Task statement:
Return every line of the records that includes the string "would".
[Start of Attachment]
PR #1444, opened 2021-06-18
RD-1769 Added support for new or modified filter

kubama:
image

### DIFF
--- a/test/cypress/integration/widgets/deployments_view_spec.ts
+++ b/test/cypress/integration/widgets/deployments_view_spec.ts
@@ -470,9 +470,17 @@ describe('Deployments View widget', () => {
             });
 
             getDeploymentsViewDetailsPane().within(() => {
-                getSubservicesButton().contains('1');
+                getSubservicesButton().within(() => {
+                    cy.containsNumber(1);
+                    cy.get('i[aria-label="Requires attention"]').should('exist');
+                });
                 cy.log('Drill down to subenvironments of app-env');
-                getSubenvironmentsButton().contains('1').click();
+                getSubenvironmentsButton()
+                    .within(() => {
+                        cy.containsNumber(1);
+                        cy.get('i[aria-label="Requires attention"]').should('exist');
+                    })
+                    .click();
             });
 
             getBreadcrumbs().contains('app-env [Environments]');
@@ -489,9 +497,9 @@ describe('Deployments View widget', () => {
             verifySubdeploymentsOfAppEnv();
 
             getDeploymentsViewDetailsPane().within(() => {
-                getSubenvironmentsButton().contains('0').should('be.disabled');
+                getSubenvironmentsButton().containsNumber(0).should('be.disabled');
                 cy.log('Drill down to subservices of db-env');
-                getSubservicesButton().contains('2').click();
+                getSubservicesButton().containsNumber(2).click();
             });
 
             getBreadcrumbs().contains('db-env [Services]');
@@ -503,9 +511,23 @@ describe('Deployments View widget', () => {
                 cy.contains('db-env').should('not.exist');
             });
 
+            const expectOnlySubdeploymentTypeIcon = () => {
+                cy.get('i').should('have.length', 1).not('.object.group.icon, .cube.icon').should('have.length', 0);
+            };
+
             getDeploymentsViewDetailsPane().within(() => {
-                getSubenvironmentsButton().contains('0').should('be.disabled');
-                getSubservicesButton().contains('0').should('be.disabled');
+                getSubenvironmentsButton()
+                    .should('be.disabled')
+                    .within(() => {
+                        cy.containsNumber(0);
+                        expectOnlySubdeploymentTypeIcon();
+                    });
+                getSubservicesButton()
+                    .should('be.disabled')
+                    .within(() => {
+                        cy.containsNumber(0);
+                        expectOnlySubdeploymentTypeIcon();
+                    });
             });
 
             cy.log('Go back to the parent environment');
@@ -516,10 +538,10 @@ describe('Deployments View widget', () => {
             getBreadcrumbs().contains('Test Page').click();
             getDeploymentsViewDetailsPane().within(() => {
                 cy.log('Drill down to subservices of app-env');
-                getSubservicesButton().contains('1').click();
+                getSubservicesButton().containsNumber(1).click();
             });
             getDeploymentsViewTable().within(() => {
-                cy.log('Subservices of app-end should be visible (web-app)');
+                cy.log('Subservices of app-env should be visible (web-app)');
                 cy.contains('web-app');
                 cy.contains('db-env').should('not.exist');
             });
@@ -575,7 +597,7 @@ describe('Deployments View widget', () => {
             cy.getSearchInput().type(deploymentName);
 
             getDeploymentsViewDetailsPane().within(() => {
-                getSubservicesButton().contains('0');
+                getSubservicesButton().containsNumber(0);
 
                 cy.interceptSp('GET', `${deploymentName}?all_sub_deployments=false`, req =>
                     req.reply(res => {
@@ -584,7 +606,7 @@ describe('Deployments View widget', () => {
                 ).as('deploymentDetails');
                 cy.wait('@deploymentDetails');
 
-                getSubservicesButton().contains('50');
+                getSubservicesButton().containsNumber(50);
             });
         });
     });
@@ -711,9 +733,9 @@ describe('Deployments View widget', () => {
                         cy.contains('Cloudify-Hello-World');
                         cy.contains(siteNames.london);
                         cy.contains('In progress').parent().find('i.orange.spinner');
-                        getTooltipSubenvironments().contains('5');
+                        getTooltipSubenvironments().containsNumber(5);
                         getTooltipSubservices().within(() => {
-                            cy.contains('80');
+                            cy.containsNumber(80);
                             cy.get('[aria-label="In progress"]');
                         });
                     }
@@ -727,11 +749,11 @@ describe('Deployments View widget', () => {
                         cy.contains(siteNames.olsztyn);
                         cy.contains('Requires attention').parent().find('i.red.exclamation');
                         getTooltipSubenvironments().within(() => {
-                            cy.contains('1');
+                            cy.containsNumber(1);
                             cy.get('[aria-label="In progress"]');
                         });
                         getTooltipSubservices().within(() => {
-                            cy.contains('3');
+                            cy.containsNumber(3);
                             cy.get('[aria-label="Requires attention"]');
                         });
                     }
@@ -744,8 +766,8 @@ describe('Deployments View widget', () => {
                         cy.contains('Cloudify-Hello-World');
                         cy.contains(siteNames.warsaw);
                         cy.contains('Good');
-                        getTooltipSubenvironments().contains('10');
-                        getTooltipSubservices().contains('8');
+                        getTooltipSubenvironments().containsNumber(10);
+                        getTooltipSubservices().containsNumber(8);
                     }
                 );
             });
--- a/test/cypress/integration/widgets/deployments_view_spec.ts
+++ b/test/cypress/integration/widgets/deployments_view_spec.ts
@@ -202,6 +202,12 @@ describe('Deployments View widget', () => {
         });
     });
 
+    it('should select the first visible deployment by default', () => {
+        useDeploymentsViewWidget();
+
+        getDeploymentsViewTable().find('tbody tr:first-of-type.active').should('exist');
+    });
+
     describe('with filters', () => {
         const deploymentNameThatMatchesFilter = `${specPrefix}precious_deployment`;
         const filterId = 'only-precious';
@@ -270,6 +276,18 @@ describe('Deployments View widget', () => {
 
             cy.contains(deploymentName);
             cy.contains(deploymentNameThatMatchesFilter);
+        });
+
+        // NOTE: this test does not really belong to the filters functionality, but it needs at least two deployments to work
+        it('should allow selecting a deployment through the Resource Filter widget', () => {
+            useDeploymentsViewWidget();
+
+            const getSelectedDeployment = () => getDeploymentsViewTable().find('tbody tr.active');
+
+            cy.setDeploymentContext(deploymentName);
+            getSelectedDeployment().contains(deploymentName);
+            cy.setDeploymentContext(deploymentNameThatMatchesFilter);
+            getSelectedDeployment().contains(deploymentNameThatMatchesFilter);
         });
     });
 
--- a/test/cypress/integration/widgets/deployments_view_spec.ts
+++ b/test/cypress/integration/widgets/deployments_view_spec.ts
@@ -97,7 +97,8 @@ describe('Deployments View widget', () => {
             cy.contains('button', 'Filter').click();
 
             cy.get('.modal').within(() => {
-                cy.get('input').type(`${filterId}{enter}`);
+                cy.setSearchableDropdownValue('Filter ID', filterId);
+                cy.get('.loader').should('not.exist');
                 cy.contains('OK').click();
             });
 
--- a/test/cypress/integration/widgets/deployments_view_spec.ts
+++ b/test/cypress/integration/widgets/deployments_view_spec.ts
@@ -241,7 +241,7 @@ describe('Deployments View widget', () => {
             cy.contains(/with ID .* was not found/);
         });
 
-        it('should take the selected existing filter into account when displaying deployments', () => {
+        it.only('should take the selected existing filter into account when displaying deployments', () => {
             useDeploymentsViewWidget();
 
             cy.contains(deploymentNameThatMatchesFilter);
@@ -252,7 +252,7 @@ describe('Deployments View widget', () => {
 
             cy.get('.modal').within(() => {
                 cy.setSearchableDropdownValue('Filter ID', filterId);
-                cy.get('.loader').should('not.exist');
+                cy.contains('Label').should('be.visible');
                 cy.contains('OK').click();
             });
 
--- a/test/cypress/integration/widgets/deployments_view_spec.ts
+++ b/test/cypress/integration/widgets/deployments_view_spec.ts
@@ -208,6 +208,13 @@ describe('Deployments View widget', () => {
             }
         ];
 
+        function verifyFilterRulesForm() {
+            cy.contains('Label').should('be.visible');
+            cy.contains('is one of').should('be.visible');
+            cy.contains('precious');
+            cy.contains('yes');
+        }
+
         before(() => {
             cy.deleteDeploymentsFilter(filterId, { ignoreFailure: true })
                 .createDeploymentsFilter(filterId, filterRules)
@@ -251,7 +258,7 @@ describe('Deployments View widget', () => {
 
             cy.get('.modal').within(() => {
                 cy.setSearchableDropdownValue('Filter ID', filterId);
-                cy.contains('Label').should('be.visible');
+                verifyFilterRulesForm();
                 cy.interceptSp('POST', '/searches/deployments').as('deploymentsSearchRequest');
                 cy.contains('OK').click();
             });
@@ -286,10 +293,7 @@ describe('Deployments View widget', () => {
 
             cy.get('.modal').within(() => {
                 cy.setSearchableDropdownValue('Filter ID', filterId);
-                cy.contains('Label').should('be.visible');
-                cy.contains('is one of').should('be.visible');
-                cy.contains('precious');
-                cy.contains('yes');
+                verifyFilterRulesForm();
 
                 cy.contains('Add new rule').click();
                 cy.contains('.selection', 'Type in values')
--- a/test/cypress/integration/widgets/deployments_view_spec.ts
+++ b/test/cypress/integration/widgets/deployments_view_spec.ts
@@ -4,7 +4,7 @@ import { without } from 'lodash';
 import type { SystemLabel } from '../../support/deployments';
 
 import { exampleBlueprintUrl } from '../../support/resource_urls';
-import { FilterRuleOperators, FilterRuleType } from '../../../../widgets/common/src/filters/types';
+import { FilterRuleAttribute, FilterRuleOperators, FilterRuleType } from '../../../../widgets/common/src/filters/types';
 import type {} from '../../../../widgets/common/src/deploymentsView';
 
 describe('Deployments View widget', () => {
@@ -93,19 +93,6 @@ describe('Deployments View widget', () => {
     };
 
     const widgetHeader = {
-        setFilter: (filterId: string) => {
-            cy.contains('button', 'Filter').click();
-
-            cy.get('.modal').within(() => {
-                cy.setSearchableDropdownValue('Filter ID', filterId);
-                cy.get('.loader').should('not.exist');
-                cy.contains('OK').click();
-            });
-
-            cy.get('.modal').should('not.exist');
-            cy.contains('button', 'Filter').should('not.exist');
-            cy.contains('button', filterId);
-        },
         openRunWorkflowModal: () => {
             cy.contains('Bulk Actions').click();
             cy.contains('Run Workflow').click();
@@ -209,7 +196,7 @@ describe('Deployments View widget', () => {
         getDeploymentsViewTable().find('tbody tr:first-of-type.active').should('exist');
     });
 
-    describe('with filters', () => {
+    describe.only('with filters', () => {
         const deploymentNameThatMatchesFilter = `${specPrefix}precious_deployment`;
         const filterId = 'only-precious';
         const filterRules: Stage.Common.Filters.Rule[] = [
@@ -254,14 +241,24 @@ describe('Deployments View widget', () => {
             cy.contains(/with ID .* was not found/);
         });
 
-        it('should take the selected filter into account when displaying deployments', () => {
+        it('should take the selected existing filter into account when displaying deployments', () => {
             useDeploymentsViewWidget();
 
             cy.contains(deploymentNameThatMatchesFilter);
             cy.contains(deploymentName);
             cy.interceptSp('POST', '/searches/deployments').as('deploymentsSearchRequest');
 
-            widgetHeader.setFilter(filterId);
+            cy.contains('button', 'Filter').click();
+
+            cy.get('.modal').within(() => {
+                cy.setSearchableDropdownValue('Filter ID', filterId);
+                cy.get('.loader').should('not.exist');
+                cy.contains('OK').click();
+            });
+
+            cy.get('.modal').should('not.exist');
+            cy.contains('button', 'Filter').should('not.exist');
+            cy.contains('button', filterId);
 
             cy.wait('@deploymentsSearchRequest').then(({ request }) => {
                 const requestRules = request.body.filter_rules;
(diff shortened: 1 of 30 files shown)


widgets/filters/src/FilterModal.tsx
```diff
@@ -24,13 +24,16 @@ const FilterModal: FunctionComponent<FilterModalProps> = ({
...
+
     const { useInput, useErrors } = Stage.Hooks;
     const [filterId, setFilterId] = useInput((initialFilter?.id ?? '') + initialFilterIdSuffix);
-    const [filterRules, setFilterRules] = useInput(
-        initialFilter ? [...initialFilter.attrs_filter_rules, ...initialFilter.labels_filter_rules] : []
-    );
+    const [filterRules, setFilterRules] = useInput(initialFilterRules);
     const { errors, setErrors, clearErrors, setMessageAsError } = useErrors();
-    const [filterRulesInvalid, setFilterRulesInvalid] = useState(false);
+    const [filterRulesInvalid, setFilterRulesInvalid] = useState(!initialFilter);
```
Gelio, line 36: In `RulesForm` we have a `useEffect` that changes the rows when `initialFilters` change. I believe we should also change the `filterRulesInvalid` when the `initialFilter` changes.

Besides, would it not make more sense to have the `invalid` state be derived based on `filterRules` via `useMemo`? Then we would not need any manual synchronization

widgets/common/src/deploymentsView/useFilterQuery.ts
```diff
@@ -0,0 +1,28 @@
+import { useQuery } from 'react-query';
+
+export default function useFilterQuery(toolbox: Stage.Types.Toolbox, filterId?: string) {
```
Gelio, line 3: Good idea to extract it :+1:

widgets/common/src/deploymentsView/header/index.tsx
```diff
@@ -28,15 +28,17 @@ const DeploymentsViewHeader: FunctionComponent<DeploymentsViewHeaderProps> = ({
     const [filterModalOpen, openFilterModal, closeFilterModal] = useBoolean();
     const [deployOnModalOpen, openDeployOnModal, closeDeployOnModal] = useBoolean();
     const [runWorkflowModalOpen, openRunWorkflowModal, closeRunWorkflowModal] = useBoolean();
-    const [filterId, setFilterId] = useState<string>();
+    const [userFilterRules, setUserFilterRules] = useState<FilterRule[]>();
```
Gelio, line 31: We have `userFilterRules` both in `DeploymentsView` and in here, as well as in `FilterModal`. Having duplicated state that needs to be synchronized could lead to problems and increased maintenance. Can we only have them in 2 places?
1. Rules that the widget uses to fetch the deployments
2. Local form state - the rules that the user sees

widgets/common/src/deploymentsView/DeploymentsView.tsx
```diff
@@ -52,32 +52,11 @@ export const DeploymentsView: FunctionComponent<DeploymentsViewProps> = ({
...
-             * Such a case should not happen naturally, unless an `enabled` option is added to `useQuery`. If it is added,
-             * it should be here.
-             */
-            throw new Error('Idle state for fetching filter rules is not implemented.');
-        }
+    const [userFilterRules, setUserFilterRules] = useState<FilterRule[] | undefined>(undefined);
 
-        return result;
-    })();
+    const defaultFilterRulesResult = useFilterQuery(toolbox, userFilterRules ? undefined : defaultFilterId);
```
Gelio, line 57: `FilterModal` is already responsible for resolving the rules. Maybe we could also move the logic of resolving the initial filter rules there, so it will be the single point of resolving the filter rules? Then, it could propagate the state (`loading`, `error`, the actual rules) to the parent `DeploymentsView` component.

IMO that would make it easier to reason about, but I don't have strong arguments as I did not investigate the code deeply

widgets/common/src/deploymentsView/header/index.tsx
```diff
@@ -50,20 +52,16 @@ const DeploymentsViewHeader: FunctionComponent<DeploymentsViewHeaderProps> = ({
...
+                        content={userFilterId ?? headerT('filter.unsavedFilter')}
                         onClick={openFilterModal}
                         style={{ whiteSpace: 'nowrap', maxWidth: 200, textOverflow: 'ellipsis', overflow: 'hidden' }}
                     />
-                    <Button
-                        icon="delete"
-                        onClick={() => handleFilterChange(undefined)}
-                        title={headerT('filter.clearButton')}
-                    />
+                    <Button icon="delete" onClick={() => handleFilterChange()} title={headerT('filter.clearButton')} />
```
Gelio, line 64: Minor:

I prefer seeing `undefined` passed explicitly rather than use default arguments  `handleFilterChange()`. I would make that function declaration look like:

```ts
function handleFilterChange(newFilterRules: FilterRule[] | undefined, newFilterId: string | undefined) {
```

which requires being explicit

widgets/common/src/deploymentsView/header/FilterModal.tsx
```diff
@@ -56,15 +107,26 @@ const FilterModal: FunctionComponent<FilterModalProps> = ({
...
-                            onChange={handleChange}
+                            onChange={handleFilterIdChange}
                             fetchUrl="/filters/deployments?_include=id"
                             prefetch
                             value={filterId}
                         />
                     </UnsafelyTypedFormField>
+                    <UnsafelyTypedFormField label={tModal('filterRules')}>
+                        {filterRulesResult.isFetching && <Stage.Basic.LoadingOverlay />}
+                        {filterRulesResult.isSuccess && (
```
Gelio, line 121: What about `filterRulesResult.isError` :smile: ?

widgets/common/src/deploymentsView/header/FilterModal.tsx
```diff
@@ -21,33 +26,79 @@ const FilterModal: FunctionComponent<FilterModalProps> = ({
...
-    const [filterId, setFilterId, resetFilterId] = useResettableState<string | undefined>(filterIdProp);
+    const [submitedFilterId, setSubmitedFilterId] = useState<string>();
+    const [filterId, setFilterId] = useState<string>();
+    const [initialFilterRules, setInitialFilterRules] = useState<FilterRule[]>([]);
+    const [filterRules, setFilterRules] = useState<FilterRule[]>();
+    const [rulesErrorsPresent, setRuleErrorsPresent] = useState<boolean>();
+
+    // Controlls filter 'dirty' state
+    const [filterEdited, setFilterEdited, unsetFilterEdited] = useBoolean();
+    const [submitedFilterEdited, setSubmitedFilterEdited] = useState<boolean>();
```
[End of Attachment]
Reply:
Besides, would it not make more sense to have the `invalid` state be derived based on `filterRules` via `useMemo`? Then we would not need any manual synchronization
IMO that would make it easier to reason about, but I don't have strong arguments as I did not investigate the code deeply
I prefer seeing `undefined` passed explicitly rather than use default arguments  `handleFilterChange()`. I would make that function declaration look like:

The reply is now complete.